Principle of InfluxDB engine 07/12 Update SLTechnology News&Howtos

Principle of InfluxDB engine

2025-07-12 Update From: SLTechnology News&Howtos shulou NAV: SLTechnology News&Howtos > Database >

Shulou(Shulou.com)06/01 Report--

Introduction

Time series database is mainly used to store index data based on time series, such as PV, UV and other indicators of a Web page, which are regularly collected and time-stamped, which is an index based on time series.

Why do you need a time series database

What are the advantages of time series database over traditional relational database and NoSQL? the following will be analyzed in combination with the characteristics of related models.

LSM Tree

The merge operation will traverse the leaf node of the tree in memory from left to right and merge the leaf node of the tree in the disk. When the amount of data being merged reaches the size of the storage page of the disk, the merged data will be persisted to disk. At the same time, update the pointer of the parent node to the leaf node.

However, disk writeback will be delayed, so in order to ensure the consistency of read data, it will be queried in memory first, and if not in memory, query will be made on disk.

When deleting data, look for it in memory (C0). If not, create a new index in memory and set the key value to delete the mark (create a tombstone), so that in the subsequent scrolling merge operation, there will be a query operation. It will be directly returned that the key value does not exist. The data will be deleted from the data file in a later Compaction.

Compaction

The threshold for log files exceeding a certain size is (default is 1MB):

Create a new memtable and log file, and use the new memtable and log file for future operations

The backend performs the following operations:

Write the old memtable to SSTable (the process is to convert to immtable_table first, and then traverse write)

Discard the old memtable

Delete old memtable and log files

Add the new SSTable to level 0.

For time series data, LSM tree is very efficient in reading and writing. But the efficiency of hot backup and batch data cleaning is not high.

B + Tree

B + Tree, many relational databases such as Berkerly DB, sqlite, and mysql use the B + tree algorithm to process the index. The characteristic of B + Tree is that the data is arranged orderly according to the index, at the expense of certain writing performance, and the reading efficiency is guaranteed. However, when the amount of data is very large (GB), the query efficiency will be very low. Because the larger the amount of data, the more bifurcations of the tree, the greater the cost of traversing.

TSM

Influxdb introduced the TSM engine in version 0.9.5, which was modified from LSM

Pre-write log

When the current log file reaches the 2MB size, it is closed and starts to write new log files.

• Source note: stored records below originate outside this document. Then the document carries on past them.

PR #5595, opened 2018-11-01
Issue #5585: Fix EJB ScheduleExpression serialization

### LINKED ISSUE #5585: EJB timer ScheduleExpression serialization incompatibility
The serializable class javax.ejb.ScheduleExpression changed in an incompatible way from the EJB 3.1 API jar provided and the EJB 3.2 API jar, so instances that were serialized and stored persistently with the ejb-3.1 feature cannot be properly deserialized after moving to the ejb-3.2 feature.

Since ScheduleExpression is serialized and stored in the EJB timer database for persistent calendar based EJB timers, this means that persistent calendar based EJB timers that were created using ejb-3.1 will not function properly if the application is migrated to the ejb-3.2 feature.

Specifically, the names of the instance variables in the class were changed (i.e. second to second_). Since the class uses default serialization, the names of the fields are written to the serialized bytes, and therefore do not match up with the new version of the class. The serial version UID does match, so the new class instance is created, but all fields are left default (null/0).

tkburroughs:
Provide a custom implementation of ScheduleExpression that handles the
serialization incompatibility between the RI implementation for EJB 3.2 and
the version used for EJB 3.1. The serial version identifier is the same for
both implementations, however the instance variables have different names,
so default serialization is not able to restore the values when deserializing
bytes from the older implementation using the RI implementation.

Since an instance of ScheduleExpression is serialized and stored in a
database for persistent calendar based EJB timers, supporting the
deserialization of both versions of the class is needed for applications
migrating from EJB 3.1 to EJB 3.2.

fixes #5585


tkburroughs:
#build

tkburroughs:
Test failures are unrelated to EJB.

PR #10162, opened 2019-12-13
choose fail over approach with time-based claim

njr-11:
This pull removes the fail over approach that is based on assignment of tasks to different members and chooses instead the fail over approach that uses time-based claims, updating all associated test cases.


njr-11:
#build

njr-11:
#build

PR #10163, opened 2019-12-14
use PBKDF2WithHmacSHA256 for password hash

### LINKED ISSUE #10141: Stronger hashing algorithm needs to be used for the authentication cache
The current authentication cache is using SHA-1 algorithm for hashing the password. Currently, SHA-1 is no longer recognized as a adequate hashing algorithm. Although the hashed data only exists on memory and the data won't be written in a persistent storage or over the wire, but It is preferable to use stronger hashing algorithm for safe.

toshiyamamoto:
fixes #10141


toshiyamamoto:
#build

toshiyamamoto:
#build

toshiyamamoto:
#build

PR #10173, opened 2019-12-16
Update Mongo FAT for IBMCertPathBuilderException FFDC

ayoho:
It appears that the IBM JDK now emits an `IBMCertPathBuilderException` when an untrusted signer certificate is recieved from a remote host. This change updates a FAT test for this scenario to allow the new FFDC.


ayoho:
#build

PR #10194, opened 2019-12-17
Introduce startup script for sql server

KyleAure:
SQLServer needs to have the database created at startup and a stored procedure to run to enable XA connections.  Previously this was being done after the server by making a connection and running sql commands.  Instead, we can provide testcontainers with a .sql file and it will be run just after container creation.  This eliminates the need to create extra connections and should speed up our startup time.


KyleAure:
#build 
#libbybot

PR #10206, opened 2019-12-17
restrict mbean test to public API to determine if the mbean is usable in Liberty

njr-11:
I was hoping to remove the undocumented PersistentExecutorMBean from Liberty given the different direction that we are taking for fail over.  However, it appears that existing main path code mistakenly registers PersistentExecutorMBean without restricting it to non-ship/beta code path.  To prove that it is truly accessible/usable, I updated the com.ibm.ws.concurrent.persistent_fat_mbean test bucket such that it only uses GA features rather than non-ship features/code, and that confirms it.  For now, I have also added a test case to enforce that the PersistentExecutorMBean interface never gets exposed as API.  As to whether or not the mbean can be completely removed, there will need to be further discussion.  At a minimum, we should aim to reject it when fail over is enabled (this can be done under a separate pull).


njr-11:
#build

njr-11:
#build

PR #10220, opened 2019-12-18
Moving loginmodule to separate package

KyleAure:
Login module code was previously in the jdbc.fat.tests package.  As a result we were packaging the entire fat/src directory and making a copy of it so that the app could access the login module code.

Here, I have moved this code it it's own package, and export it to a jar at runtime.


KyleAure:
#build 
#libbytool

PR #10225, opened 2019-12-18
Batch: Prevent noise on job dispatch message redelivery

### LINKED ISSUE #10337: Java Batch: Error reported when JMS job dispatch message is redelivered
**Describe the bug**
A JMS message for a Batch job dispatch may in some cases be redelivered to an endpoint. The Batch runtime correctly recognizes that the message has already been seen and does not start the job again, but in the process it produces an error message and FFDC. This is unnecessary noise given that there is no real impact and no action to be taken to further handle the redelivered message.

**Expected behavior**
Since there is no action needed to resolve the message redelivery, it should be processed silently.

**Versions affected**
All Liberty fix packs through 19.0.0.12.

cgianfra:
fixes #10337

### DIFF
--- a/dev/com.ibm.jbatch.container/src/com/ibm/jbatch/container/ws/WSJobRepository.java
+++ b/dev/com.ibm.jbatch.container/src/com/ibm/jbatch/container/ws/WSJobRepository.java
@@ -1,5 +1,5 @@
 /*******************************************************************************
- * Copyright (c) 2014 IBM Corporation and others.
+ * Copyright (c) 2014, 2020 IBM Corporation and others.
  * All rights reserved. This program and the accompanying materials
  * are made available under the terms of the Eclipse Public License v1.0
  * which accompanies this distribution, and is available at
--- a/dev/com.ibm.jbatch.container/src/com/ibm/jbatch/container/ws/WSJobRepository.java
+++ b/dev/com.ibm.jbatch.container/src/com/ibm/jbatch/container/ws/WSJobRepository.java
@@ -269,12 +269,10 @@ public interface WSJobRepository {
     public abstract WSRemotablePartitionExecution createRemotablePartition(RemotablePartitionKey remotablePartitionKey);
 
     /**
-     * Updates an entry for this remote partition in the RemotablePartition table with the given internalStatus
-     * If the remotable partition is not found, then it just returns
+     * Gets the internal status of a remotable partition, does nothing if RemotablePartition table does not exist
      *
      * @param remotablePartitionKey
      * @return
-     * @throws IllegalArgumentException if partition isn't found via key
      */
     public abstract WSRemotablePartitionState getRemotablePartitionInternalState(RemotablePartitionKey remotablePartitionKey);
 
--- a/dev/com.ibm.jbatch.container/src/com/ibm/jbatch/container/ws/WSJobRepository.java
+++ b/dev/com.ibm.jbatch.container/src/com/ibm/jbatch/container/ws/WSJobRepository.java
@@ -169,8 +169,9 @@ public interface WSJobRepository {
      * Update the instanceState to JMS_CONSUMED if it's a valid status transition
      *
      * @param instanceId
+     * @throws JobInstanceNotQueuedException
      */
-    public abstract WSJobInstance updateJobInstanceStateOnConsumed(long instanceId) throws BatchIllegalJobStatusTransitionException;
+    public abstract WSJobInstance updateJobInstanceStateOnConsumed(long instanceId) throws BatchIllegalJobStatusTransitionException, JobInstanceNotQueuedException;
 
     /**
      * Update the instanceState to JMS_QUEUED if it's a valid status transition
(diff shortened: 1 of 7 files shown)


dev/com.ibm.jbatch.container/src/com/ibm/jbatch/container/ws/WSJobRepository.java
```diff
@@ -268,6 +269,9 @@ public abstract WSStepThreadExecutionAggregate getStepExecutionAggregateFromJobE
     public abstract WSRemotablePartitionExecution createRemotablePartition(RemotablePartitionKey remotablePartitionKey);
 
     /**
+     * Updates an entry for this remote partition in the RemotablePartition table with the given internalStatus
+     * If the remotable partition is not found, then it just returns
+     *
      * @param remotablePartitionKey
      * @return
      * @throws IllegalArgumentException if partition isn't found via key
```
scottkurz: So if the above comment is right (I think it is), the `@throws` clause should be removed.

dev/com.ibm.ws.jbatch.jms/src/com/ibm/ws/jbatch/jms/internal/listener/BatchJmsEndpointListener.java
```diff
@@ -569,10 +577,15 @@ private void handleStartRequest(long instanceId, long executionId, byte[] securi
...
-            if (jobInstance.getInstanceState() != InstanceState.JMS_CONSUMED) {
+            WSJobInstance jobInstance = null; 
+
+            try {
+            	jobInstance = jobRepositoryProxy.updateJobInstanceStateOnConsumed(instanceId);
+            } catch (JobInstanceNotQueuedException exc) {
+            	// trace and swallow this 
                 if(tc.isDebugEnabled()) {
-                    Tr.debug(BatchJmsEndpointListener.this, tc, "Exiting since instanceState isn't equal to JMS_CONSUMED, instead is: " + jobInstance.getInstanceState());
+                	// Might be misleading to trace the non-JMS_CONSUMED `state we found without locking it down
```
scottkurz: It'd be better to change "JMS_CONSUMED" here to "JMS_QUEUED", even though it's just a comment (it could help someone later to be more clear).

When we wrote this before, we were looking for a _return value_ with state of **JMS_CONSUMED**.   Now that we more simply throw an exception to indicate the wrong (non-JMS_QUEUED) state, it'd be clearer to mention the issue is that we didn't find this in the state of **JMS_QUEUED**

Now that we've simplified the

dev/com.ibm.ws.jbatch.jms/src/com/ibm/ws/jbatch/jms/internal/listener/BatchJmsEndpointListener.java
```diff
@@ -569,10 +577,15 @@ private void handleStartRequest(long instanceId, long executionId, byte[] securi
...
+                    Tr.debug(BatchJmsEndpointListener.this, tc, "Exiting since instanceState isn't equal to JMS_CONSUMED");
                 }
```
scottkurz: Similar comment for the trace string here.

dev/com.ibm.ws.jbatch.jms/src/com/ibm/ws/jbatch/jms/internal/listener/BatchJmsEndpointListener.java
```diff
@@ -490,13 +492,19 @@ private void handleRestartRequest(long jobInstanceId, long executionId, byte[] s
...
+            WSJobInstance jobInstance = null; 
+
+            try {
+            	jobInstance = jobRepositoryProxy.updateJobInstanceStateOnConsumed(instanceId);
+            } catch (JobInstanceNotQueuedException exc) {
+            	// trace and swallow this 
                 if(tc.isDebugEnabled()) {
-                    Tr.debug(BatchJmsEndpointListener.this, tc, "Exiting since instanceState isn't equal to JMS_CONSUMED, instead is: " + jobInstance.getInstanceState());
+                	// Might be misleading to trace the non-JMS_CONSUMED `state we found without locking it down
+                    Tr.debug(BatchJmsEndpointListener.this, tc, "Exiting since instanceState isn't equal to JMS_CONSUMED");
```
scottkurz: See comments below for comment and trace string.

dev/com.ibm.jbatch.container/src/com/ibm/jbatch/container/ws/WSJobRepository.java
cgianfra: Looks like there's a potential IllegalArgumentException on the EntityManager find method, if the entity class supplied isn't actually an entity, or if the key to look up is null or not applicable.. not sure if that realistically will ever trigger for us, but I guess it's technically possible? At the very least, the wording here is inaccurate, since not finding a match won't throw.

cgianfra:
fixes #10337

dev/com.ibm.jbatch.container/src/com/ibm/jbatch/container/ws/WSJobRepository.java
scottkurz: Yeah..better now.. we don't always document every very-unexpected exc but should document somewhat-expected ones accurately.

cgianfra:
#build

cgianfra:
#run-libby-bot

PR #10227, opened 2019-12-18
Handles "unassociated" types/enums

andymc12:
These types/enums are indirectly associated with top level queries or mutations via an interface of input type that is directly associated with a top level query/mutation.

Implements feature https://github.com/eclipse/microprofile-graphql/issues/125


andymc12:
#build

PR #10255, opened 2019-12-20
update to MP Context Propagation 1.0.2 for TCK dependency on Jakarta EE 8

njr-11:
MicroProfile Context Propagation is releasing a 1.0.2 micro version so that its TCK dependencies can be updated from Java EE to Jakarta EE.  This pull is to update OpenLiberty to start running against the 1.0.2 TCK, which ought to be identical to the 1.0.1 TCK, but this way, OpenLiberty will be running against the very latest version in automated test.


njr-11:
#build

PR #10270, opened 2019-12-31
Fix test suite reporting when using TestContainers

KyleAure:
Test suites are failing to report errors correctly when a docker host cannot be found on z/OS.
This seems to only happen in test suites that create a test container in the FATSuite.java file.


KyleAure:
#build 
#libbybot

KyleAure:
#build 
#libbybot

KyleAure:
#libbybot

PR #15171, opened 2020-12-03
HandleList test for Singleton EJB

njr-11:
Write a test of HandleList where a singleton EJB method that leaks a connection handle is invoked concurrently.  Verify that when the method invocation completes, the respective connection handle is automatically closed, while the connection handles from other method invocations remain open until those method invocations end.  This is possible because a separate HandleList is used per method for singleton EJBs.


tkburroughs (approved):

njr-11:
#build

PR #15192, opened 2020-12-04
fix HTTP/2 connection shutdown test problems

wtlucy:
For #15219 and #15220

* add back an IOException for case where response resources are cleaned up earlier than expected due to an error condition
* update most tests which rely on the h2c upgrade to wait for the first stream to complete before sending frames on new (often error-inducing) frames
* increase the http2 client first read timeout


loriadi (approved):
Looks good.

wtlucy:
#build #spawn.fullfat.buckets=com.ibm.ws.transport.http2_fat

wtlucy:
#run-libby-bot

PR #15214, opened 2020-12-08
EL Permission investigate

### LINKED ISSUE #12284: Investigate java 2 sec issue with EL fat bucket
We ran into an issue with java 2 sec while adding the jakarta repeat test to the el-3.0 fat bucket #12153. Locally we were hitting a java sec 2 issue which we had to add a permission for on the app

```xml
    <permission>  
        <class-name>java.lang.RuntimePermission</class-name>
        <name>accessClassInPackage.com.sun.beans.editors</name>  
    </permission>
```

This design ensures the consistency of the data.

Data file

File structure

The data blocks in a file are arranged in chronological order

Data Block structure

The metricvalue is stored in Compressd block, and the data compression algorithm will be described in more detail later.

Index Block structure

Read data

First of all, according to the time range of the query request, a binary search is conducted in the data file to find the file that matches the scope. Then the mapping table in memory obtains the ID according to the query metric item HASH and finds the starting address of the data block through the index. Then, according to the timestamp of the data block and its next data block, we can calculate how many data blocks need to be taken out, and finally decompress the data in the data block to get the result.

Update data

If multiple updates are in the same time frame, the prewritten log is cached and updated together.

Delete data

Two-stage processing, in the first stage, the prewritten log persists it in the log and informs the index to maintain the tombstone in memory. At this point, if you query the data, it will return that it does not exist. In the second stage, the pre-write log writes the index file, which gives priority to deletion, followed by other insertions after the delete operation (including deleted sequences and other sequences), and clears the tombstone in memory.

Data compression

The purpose of data compression is to reduce storage space and reduce the overhead of writing to disk.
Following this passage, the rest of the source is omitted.